*Exercise instructions*: Give back exactly the stretch of data below from the line holding "excjmp_context_t *jmpctx, exc_context_t *excctx)" through the line holding "const int src);", both ends included, and leave the remaining lines out.

Saved entries
PR #664, opened 2025-06-25
hal: Bulletproof kernel operations on user memory

etiaro:
## Description

Inspired by BSD/openQNX exception handling routines, this draft introduces a mechanism with semantics similar to try - catch and based on idea similar to setjmp/longjmp by introducing 
- `hal_createexcjmp` that prepares "try-catch" context to be saved in TCB
- `threads_setexcjmp`/`threads_getexcjmp` which manages access to dedicated `thread_t` struct field

Introduced a few basic function and preprocessor macro for easy and safe use of this exception handling mechanism. 

On NOMMU targets, thanks to fixed configuration of accessible memory, simple access checks are good enough. That being said protection (R/W/E) checks are included in this PR to ensure no illegal accesses via kernel.

Here is an example AI-generated test case that triggers hal_excjmpInstall (and cascades CPU faults on master): [test_usermem_toctou.c](https://github.com/user-attachments/files/31069023/test_usermem_toctou.c)
TBD: phoenix-rtos-tests PR with TOCTOU test cases

## Motivation and Context

There are some events in kernel code that require operating on user's memory., which is vulnerable to TOCTOU class races.
There's no good way to ensure such memory operations won't trigger a processor exception apart from interrupting all threads that could access that memory fragment.

These mechanisms can also be used in the future to gently handle user stackoverflows and faulty signal trampolines that currently can become a cascade of kernel exceptions.

## Types of changes

## How Has This Been Tested?

## Checklist:

## Special treatment

### DIFF
--- a/hal/armv7a/_interrupts.S
+++ b/hal/armv7a/_interrupts.S
@@ -296,3 +296,19 @@ _syscalls_dispatch:
 	add sp, sp, #8
 	b _hal_cpuRestoreCtx
 .size _syscalls_dispatch, .-_syscalls_dispatch
+
+
+/* int hal_createexcjmp(excjmp_context_t *ctx) */
+.globl hal_createexcjmp
+.type hal_createexcjmp, %function
+hal_createexcjmp:
+	mrs r2, cpsr
+	str r2, [r0, #0]
+	str lr, [r0, #4]
+	add r1, r0, #8
+	stm r1, {r4-r11}
+	str sp, [r0, #40]
+
+	mov r0, #0
+	bx lr
+.size hal_createexcjmp, .-hal_createexcjmp
--- a/hal/armv7a/cpu.c
+++ b/hal/armv7a/cpu.c
@@ -15,6 +15,8 @@
 #include "hal/string.h"
 #include "hal/spinlock.h"
 #include "hal/hal.h"
+#include "arch/exceptions.h"
+#include "include/errno.h"
 
 #include "armv7a.h"
 #include "config.h"
--- a/hal/armv7a/exceptions.c
+++ b/hal/armv7a/exceptions.c
@@ -35,6 +35,8 @@
 #define EXC_DEBUG               0x02U
 #define EXC_ALIGMENT            0x01U
 
+#define PSR_THUMB_STATE (1U << 5)
+
 
 static struct {
 	excHandlerFn_t undefHandler;
@@ -113,6 +115,33 @@ static void exceptions_defaultHandler(unsigned int n, exc_context_t *ctx)
 		hal_cpuHalt();
 	}
 #endif
+}
+
+
+int hal_excjmpInstall(volatile excjmp_context_t *jmpctx, exc_context_t *excctx)
+{
+	cpu_context_t *ctx = &excctx->cpuCtx;
+	ctx->psr = jmpctx->psr;
+	if ((jmpctx->ret & 1U) != 0U) {
+		ctx->psr |= PSR_THUMB_STATE;
+	}
+	else {
+		ctx->psr &= ~PSR_THUMB_STATE;
+	}
+	ctx->r4 = jmpctx->r4;
+	ctx->r5 = jmpctx->r5;
+	ctx->r6 = jmpctx->r6;
+	ctx->r7 = jmpctx->r7;
+	ctx->r8 = jmpctx->r8;
+	ctx->r9 = jmpctx->r9;
+	ctx->r10 = jmpctx->r10;
+	ctx->fp = jmpctx->fp;
+	ctx->pc = jmpctx->ret & ~1U;
+	ctx->sp = jmpctx->sp;
+
+	/* Mark fault happened in return value */
+	ctx->r0 = 1;
+	return 0;
 }
 
 
--- a/proc/threads.c
+++ b/proc/threads.c
@@ -355,6 +355,28 @@ __attribute__((noreturn)) void proc_longjmp(cpu_context_t *ctx)
 }
 
 
+#ifdef EXCJMP_SUPPORTED
+void threads_setexcjmp(volatile excjmp_context_t *ctx)
+{
+	thread_t *current = proc_current();
+	if (current == NULL) {
+		return;
+	}
+	current->excjmpctx = ctx;
+}
+
+
+volatile excjmp_context_t *threads_getexcjmp(void)
+{
+	thread_t *current = proc_current();
+	if (current == NULL) {
+		return NULL;
+	}
+	return current->excjmpctx;
+}
+#endif
+
+
 static int _threads_checkSignal(thread_t *selected, process_t *proc, cpu_context_t *signalCtx, unsigned int oldmask, const int src);
 
 
@@ -595,6 +617,9 @@ int proc_threadCreate(process_t *process, startFn_t start, int *id, u8 priority,
 	t->startTime = t->readyTime;
 	t->lastTime = t->readyTime;
 	t->longjmpctx = NULL;
+#ifdef EXCJMP_SUPPORTED
+	t->excjmpctx = NULL;
+#endif
 
 	if (process != NULL && (process->tls.tdata_sz != 0U || process->tls.tbss_sz != 0U)) {
 		err = process_tlsInit(&t->tls, &process->tls, process->mapp);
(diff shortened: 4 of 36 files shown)


hal/armv7a/_interrupts.S
```diff
@@ -80,6 +80,13 @@ _exceptions_dispatch:
 	 * r0 - exception number
 	 * r2 - PC of the instruction that caused the exception
 	 * registers r0-r4 from previous context are saved below SP */
+
+    push {r0}
+    bl threads_getexcjmp
+    cmp r0, #0
+    bne hal_excjmp
+    pop {r0}
```
agkaminski: Perhaps we could perform this check in C? If we're jumping from it anyway, we could just safely drop the exception context, so it should not hurt to do this this way.

side note - you are exiting in the wrong state here! On Cortex-A each exception type has it's own banked registers (along with `sp`) - we need to switch to `SYS_MODE` before leaving!

hal/armv7a/cpu.c
```diff
@@ -110,19 +114,26 @@ int hal_cpuPushSignal(void *kstack, void (*handler)(void), cpu_context_t *signal
...
+		}
+		else {
+			signalCtx->psr &= ~THUMB_STATE;
+		}
+
+		hal_stackPutArgs((void **)&signalCtx->sp, sizeof(args) / sizeof(args[0]), args);
 	}
 	else {
-		signalCtx->psr &= ~THUMB_STATE;
+		threads_setexcjmp(oldctx, NULL);
```
agkaminski: Perhaps we could clear old ctx on `hal_excjmp`

proc/threads.c
```diff
@@ -35,11 +36,15 @@ struct {
 	vm_map_t *kmap;
 	spinlock_t spinlock;
 	lock_t lock;
+
+	/* Synchronized by spinlock */
 	thread_t *ready[8];
+	/*
+	 * Write to current[i] only by i'th cpu, with spinlock set.
+	 * Read from current[i] by i'th cpu allowed without spinlock.
+	 */
```
agkaminski: Spinlock does nothing if it's used only for writes - let's just assume atomicity (and make these **pointers** volatile)

proc/threads.c
```diff
@@ -1464,16 +1469,18 @@ static int _threads_checkSignal(thread_t *selected, process_t *proc, cpu_context
...
 
 	unsigned int sig;
+	int ret;
 
 	sig = (selected->sigpend | proc->sigpend) & ~selected->sigmask;
 	if ((sig != 0) && (proc->sighandler != NULL)) {
 		sig = hal_cpuGetLastBit(sig);
 
-		if (hal_cpuPushSignal(selected->kstack + selected->kstacksz, proc->sighandler, signalCtx, sig, oldmask, src) == 0) {
+		if ((ret = hal_cpuPushSignal(selected->kstack + selected->kstacksz, proc->sighandler, signalCtx, sig, oldmask, src)) == 0) {
```
agkaminski:
```suggestion
		ret = hal_cpuPushSignal(selected->kstack + selected->kstacksz, proc->sighandler, signalCtx, sig, oldmask, src);
		if (ret == 0) {
```

proc/threads.c
```diff
@@ -1491,18 +1498,29 @@ void threads_setupUserReturn(void *retval, cpu_context_t *ctx)
...
-	thread = _proc_current();
+	thread = proc_current();
 
 	kstackTop = thread->kstack + thread->kstacksz;
 	signalCtx = (void *)((char *)hal_cpuGetUserSP(ctx) - sizeof(*signalCtx));
 	hal_cpuSetReturnValue(ctx, retval);
 
-	if (_threads_checkSignal(thread, thread->process, signalCtx, thread->sigmask, SIG_SRC_SCALL) == 0) {
+	// hal_spinlockClear(&threads_common.spinlock, &sc);  // TODO first load sigmask etc
+	int ret = _threads_checkSignal(thread, thread->process, signalCtx, thread->sigmask, SIG_SRC_SCALL);
```
agkaminski: Declare variables at the start (kernel, plo)

proc/threads.c
```diff
@@ -1491,18 +1498,29 @@ void threads_setupUserReturn(void *retval, cpu_context_t *ctx)
...
 		f = thread->process->sighandler;
 		hal_spinlockClear(&threads_common.spinlock, &sc);
 		hal_jmp(f, kstackTop, hal_cpuGetUserSP(signalCtx), 0, NULL);
 		/* no return */
 	}
+	else if (ret == -EFAULT) {
+#ifndef NDEBUG
+		hal_consolePrint(ATTR_BOLD, "EFAULT in _threads_checkSignal, killing whole process\n");
+#endif
+		hal_spinlockClear(&threads_common.spinlock, &sc);
```
agkaminski: spinlock double unlock on line 1525

etiaro: That thread is effectively dying on reschedule, but you're right, a return won't make a harm.

proc/threads.c
etiaro: It's not used only for writes - it's used for reads on other cores.
The idea was that on the i'th core it's not required for reading because it cannot be writing at the same time as it's reading.

hal/armv7a/cpu.c
etiaro: That's problematic, as it would require putting pointer to oldctx in struct `excjmp_context_t` (as `hal_excjmp` doesn't have access to local variables from this context).
And we need to call threads_setexcjmp with oldctx after else anyways.

hal/ia32/cpu.c
```diff
@@ -186,13 +188,21 @@ int hal_cpuPushSignal(void *kstack, void (*handler)(void), cpu_context_t *signal
 
 	(void)src;
 
-	hal_memcpy(signalCtx, ctx, sizeof(cpu_context_t));
 
-	/* parasoft-suppress-next-line MISRAC2012-RULE_11_1 "Need to assign function address to processor register" */
-	signalCtx->eip = (u32)handler;
-	signalCtx->esp -= sizeof(cpu_context_t);
+	if (!hal_setexcjmp(&excctx, &oldctx)) {
+		hal_memcpy(signalCtx, ctx, sizeof(cpu_context_t));
```
etiaro: Additional check for access to kernel memory map should be added

syscalls.c
```diff
@@ -915,24 +916,22 @@ int syscalls_msgRespond(u8 *ustack)
...
 	GETFROMSTACK(ustack, u32, port, 0U);
 	GETFROMSTACK(ustack, msg_t *, msg, 1U);
 	GETFROMSTACK(ustack, msg_rid_t, rid, 2U);
 
-	if (vm_mapBelongs(proc, msg, sizeof(*msg)) < 0) {
+	if (vm_mapBelongs(proc, msg, sizeof(*msg), PROT_READ) < 0) {
 		return -EFAULT;
 	}
 
-#ifndef NOMMU /* o.data has client memory pointer on NOMMU */
```
ziemleszcz, line 933: What about `NOMMU_MAPBELONGS_VALIDATE_MAP` that you have added earlier?

hal/armv7a/exceptions.c
```diff
@@ -118,12 +120,46 @@ static void exceptions_defaultHandler(unsigned int n, exc_context_t *ctx)
...
 void threads_setupUserReturn(void *retval, cpu_context_t *ctx);
 
 
+excjmp_context_t *threads_getexcjmp(void);
+
+
 /* parasoft-suppress-next-line MISRAC2012-RULE_8_4 "Usage in assembly" */
 void exceptions_dispatch(unsigned int n, exc_context_t *ctx)
 {
+	excjmp_context_t *excctx = threads_getexcjmp();
```
ziemleszcz: Shouldn't this be called from `map_pageFault()` on `vm_mapForce()` failure for USERMEM_TRY section?

etiaro: Yeah, you're right. Previous solution would break on lazy allocation (if it would be enabled), now it should be fine, however exception dump before those checks from the master is kept.

syscalls.c
etiaro: This ifndef seems outdated to me. 
With that flag, the check is still reasonable (if the process has write access to the output buffer it will return EOK, if the process does not have the access, the output buffer would be copied into his memory in msg-nommu.c).

Before, or without that flag, mapBelongs implementation was disabled on NOMMU for this very reason, so this seems like a double-disable.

*Solution for this problem*:
+int hal_excjmpInstall(volatile excjmp_context_t *jmpctx, exc_context_t *excctx)
+{
+	cpu_context_t *ctx = &excctx->cpuCtx;
+	ctx->psr = jmpctx->psr;
+	if ((jmpctx->ret & 1U) != 0U) {
+		ctx->psr |= PSR_THUMB_STATE;
+	}
+	else {
+		ctx->psr &= ~PSR_THUMB_STATE;
+	}
+	ctx->r4 = jmpctx->r4;
+	ctx->r5 = jmpctx->r5;
+	ctx->r6 = jmpctx->r6;
+	ctx->r7 = jmpctx->r7;
+	ctx->r8 = jmpctx->r8;
+	ctx->r9 = jmpctx->r9;
+	ctx->r10 = jmpctx->r10;
+	ctx->fp = jmpctx->fp;
+	ctx->pc = jmpctx->ret & ~1U;
+	ctx->sp = jmpctx->sp;
+
+	/* Mark fault happened in return value */
+	ctx->r0 = 1;
+	return 0;
 }
 
 
--- a/proc/threads.c
+++ b/proc/threads.c
@@ -355,6 +355,28 @@ __attribute__((noreturn)) void proc_longjmp(cpu_context_t *ctx)
 }
 
 
+#ifdef EXCJMP_SUPPORTED
+void threads_setexcjmp(volatile excjmp_context_t *ctx)
+{
+	thread_t *current = proc_current();
+	if (current == NULL) {
+		return;
+	}
+	current->excjmpctx = ctx;
+}
+
+
+volatile excjmp_context_t *threads_getexcjmp(void)
+{
+	thread_t *current = proc_current();
+	if (current == NULL) {
+		return NULL;
+	}
+	return current->excjmpctx;
+}
+#endif
+
+
 static int _threads_checkSignal(thread_t *selected, process_t *proc, cpu_context_t *signalCtx, unsigned int oldmask, const int src);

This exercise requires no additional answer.